There’s nothing on the ground yet, say activists and urban planners.

“The public perception is that the BJP government has invested thousands of crores in infrastructure and these projects will materialise in the next four years. The on ground scenario is that there has been no improvement in the city’s civic amenities, starting with its potholed roads,’’ said transport expert Sulakshana Mahajan.

Political opponents also question the CM’s reputation for being clean when many of his cabinet colleagues have faced allegations of graft.

For instance former housing minister Prakash Mehta had faced allegations of favouring a private developer by granting additional buildable rights in violation of norms in a slum rehabilitation project in Tardeo. The allegations had forced Fadnavis to set up a Lok Ayukta inquiry against the minister as the latter had initially claimed that even CM was in the know of the decision. The report of the ombudsman is still not public though it has been submitted to the government. Mehta was dropped from the cabinet this year and recently was also not given a ticket to contest assembly polls.

Despite attempts made to contact him, Mehta did not respond on the issue.

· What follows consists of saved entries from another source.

PR #3696, opened 2017-10-16
Add omitFromCommandLine=true for example tools

magicDGS:
Example tools are not documented features, and are provided for being examples for developers to build their own traversals and for testing purposes. Thus, it is unnecessary to show them in the command line help, which already contains a huge list of tools (GATK, Picard, etc).

Although they can still be run from the command line if you know its existence, they won't be shown after #3486.


magicDGS:
Thanks @lbergelson!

In this reply in the state assembly, Mehta had said that all allegations against him were false and no decision had been taken on that project.

In all CM set up three official inquiries into allegations of graft including two against senior ministers -Mehta and Subhash Desai (Sena)- and one against a bureaucrat - Radheshyam Mopalwar. While the Lokayukta inquiry against Mehta is still not out, both Desai and Mopalwar got clean chits. Former revenue minister Eknath Khadse, who was asked to resign in 2016 following allegations of corruption in purchase of a 3 acre plot got a clean chit from the Anti Corruption Bureau in 2018. However, this has been challenged by a social activist in court.

”By not taking allegations of corruption against his cabinet colleagues or officials seriously, the Chief Minister has emboldened this culture as people know they will never be punished. We have raised serious allegations against as many as 21 ministers in his cabinet but all of them have got clean chits (from the government),’’ said Congress spokesperson Sachin Sawant.

“After a long time, Maharashtra has got an efficient and a sincere Chief Minister. The Opposition has tried desperately to malign our government with flimsy allegations made without any evidence or tangible proofs. That’s the reason that no court has also taken any of their allegations seriously,” said BJP spokesperson Keshav Upadhyay.